▸ **TASK MATERIAL**

PR #4178, opened 2026-09-14
Support streaming write into write cache

cthulhu-rider:
- based on and blocked by #4171 (last 2 commits)


pkg/metrics/writecache.go
```diff
@@ -75,6 +76,10 @@ func (m writecacheMetrics) AddWCPutDuration(shardID string, d time.Duration) {
 	m.putDuration.With(prometheus.Labels{shardIDLabelKey: shardID}).Observe(d.Seconds())
 }
 
+func (m writecacheMetrics) AddWCInitPutDuration(shardID string, d time.Duration) {
```
roman-khimov: More like `WCStreamingPutDuration` to me, `InitPut` implies that this time is just for the `InitPut()` call only, while in fact it includes all of data receiving/writing time.

pkg/local_object_storage/writecache/put.go
```diff
@@ -45,6 +61,106 @@ func (c *cache) Put(addr oid.Address, _ *object.Object, data []byte) error {
...
+}
+
+func (x *objectPayloadWriteStream) Write(p []byte) (int, error) {
+	if x.aborted {
+		return 0, logicerr.ErrStreamAborted
+	}
+
+	n, err := x.fsTreeStream.Write(p)
+	if err != nil {
+		x.finish()
```
roman-khimov, line 131: `x.abort()` here?

cthulhu-rider: abort() calls FS tree's abort func, but we don't need this after stream error

pkg/metrics/writecache.go
cthulhu-rider: reasonable, done

cthulhu-rider: for Put, i noticed that we submit both OK and error durations into one metric. Although failures happen fast usually, while writing can require more time. This diff may be even more noticeable in InitPut due to reading. Seems like it'd be worthwhile to have separate metrics for OKs and fails. At the same time, Put metric doesn't depend on the object size, which could also complicate its analysis. Let's consider in a separate issue if there are consonants

roman-khimov (approved):

PR #4180, opened 2026-09-15
*: drop local EC attributes key consts, use SDK instead

carpawell:


roman-khimov (approved):

carpawell:
Fixed commit, it was amended to copilot's one.

cthulhu-rider (approved):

▸ **DESCRIPTION OF THE TASK**
All of the records above are to be printed again exactly as they appear.

▸ **SOLVED EXERCISE**
PR #4178, opened 2026-09-14
Support streaming write into write cache

cthulhu-rider:
- based on and blocked by #4171 (last 2 commits)


pkg/metrics/writecache.go
```diff
@@ -75,6 +76,10 @@ func (m writecacheMetrics) AddWCPutDuration(shardID string, d time.Duration) {
 	m.putDuration.With(prometheus.Labels{shardIDLabelKey: shardID}).Observe(d.Seconds())
 }
 
+func (m writecacheMetrics) AddWCInitPutDuration(shardID string, d time.Duration) {
```
roman-khimov: More like `WCStreamingPutDuration` to me, `InitPut` implies that this time is just for the `InitPut()` call only, while in fact it includes all of data receiving/writing time.

pkg/local_object_storage/writecache/put.go
```diff
@@ -45,6 +61,106 @@ func (c *cache) Put(addr oid.Address, _ *object.Object, data []byte) error {
...
+}
+
+func (x *objectPayloadWriteStream) Write(p []byte) (int, error) {
+	if x.aborted {
+		return 0, logicerr.ErrStreamAborted
+	}
+
+	n, err := x.fsTreeStream.Write(p)
+	if err != nil {
+		x.finish()
```
roman-khimov, line 131: `x.abort()` here?

cthulhu-rider: abort() calls FS tree's abort func, but we don't need this after stream error

pkg/metrics/writecache.go
cthulhu-rider: reasonable, done

cthulhu-rider: for Put, i noticed that we submit both OK and error durations into one metric. Although failures happen fast usually, while writing can require more time. This diff may be even more noticeable in InitPut due to reading. Seems like it'd be worthwhile to have separate metrics for OKs and fails. At the same time, Put metric doesn't depend on the object size, which could also complicate its analysis. Let's consider in a separate issue if there are consonants

roman-khimov (approved):

PR #4180, opened 2026-09-15
*: drop local EC attributes key consts, use SDK instead

carpawell:


roman-khimov (approved):

carpawell:
Fixed commit, it was amended to copilot's one.

cthulhu-rider (approved):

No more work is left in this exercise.